Dried Fruit and Nuts
In a small snack baggie, add one ounce of unsalted nuts with a tablespoon of dried fruit. Prepare a few extra bags to stash in your desk drawer on those unexpected occasions where you will need a quick pick-me-up. For a bigger nosh mix, add a tablespoon of granola or your favorite whole grain cereal into your snack bag too.
Have a real sweet tooth? Instead of a candy bar from the vending machine, reach for a piece of fruit. Fruits with peels like bananas, oranges, Clementines, tangerines and tangelos are hearty enough to survive through the afternoon without refrigeration. Apples and pears can make great on-the-job snacks too. To make it a more solid, stamina-building snack, eat your fruit with a tablespoon of almond, peanut, or cashew butter.
For a boost of protein, treat yourself to half a cup of Greek yogurt at snack time. Instead of sweetened yogurt, opt for the plain variety and sweeten it yourself with a drizzle of a teaspoon of honey. Many stores sell single-serve honey packets, which are far more office-friendly than fetching honey out from a jar. Top it all off with one-fourth cup of fresh berries. Delicious!
We all know salads are healthy to eat, but trying to eat one at your work desk could potentially make one awful mess. Instead, toss greens, veggies, fruits, plus a little olive oil, a squeeze of citrus, and a pinch of salt in the blender with a little water and mix until smooth. Cart it to work in an insulated thermos and now you have one super nutrient-dense, convenient snack! Blending your veggies and fruits instead of juicing them also gives you all the healthy fiber instead of the trash barrel.

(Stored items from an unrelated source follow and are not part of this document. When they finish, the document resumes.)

PR #1832, opened 2026-03-26
Fix flaky config specs caused by STDERR.reopen

viktorerlingsson:
## Summary
- Add `@io` constructor param to `Config` (defaults to `STDERR`) and route all warning/error output through it
- Specs that verify warning text now pass `IO::Memory` instead of using `STDERR.reopen`
- Remove duplicate `Config.initialize` reopening in `spec_helper.cr`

Thai Basil Salad Smoothie recipe: http://healthyinthekitchen.com/?p=2099
No spoon needed when your soup is pureed! A cup of black bean, lentil, sweet potato, garden vegetable, cauliflower-apple or other pureed soup sipped during snack time is sure to put any hunger craving at bay. In the warmer months, refresh yourself with a chilled soup like carrot-orange or gazpacho. Simply pour your soup into an insulated thermos in the morning, and you are armed and ready for snacking. Pureed soup is a perfect snack for in the car between locations too.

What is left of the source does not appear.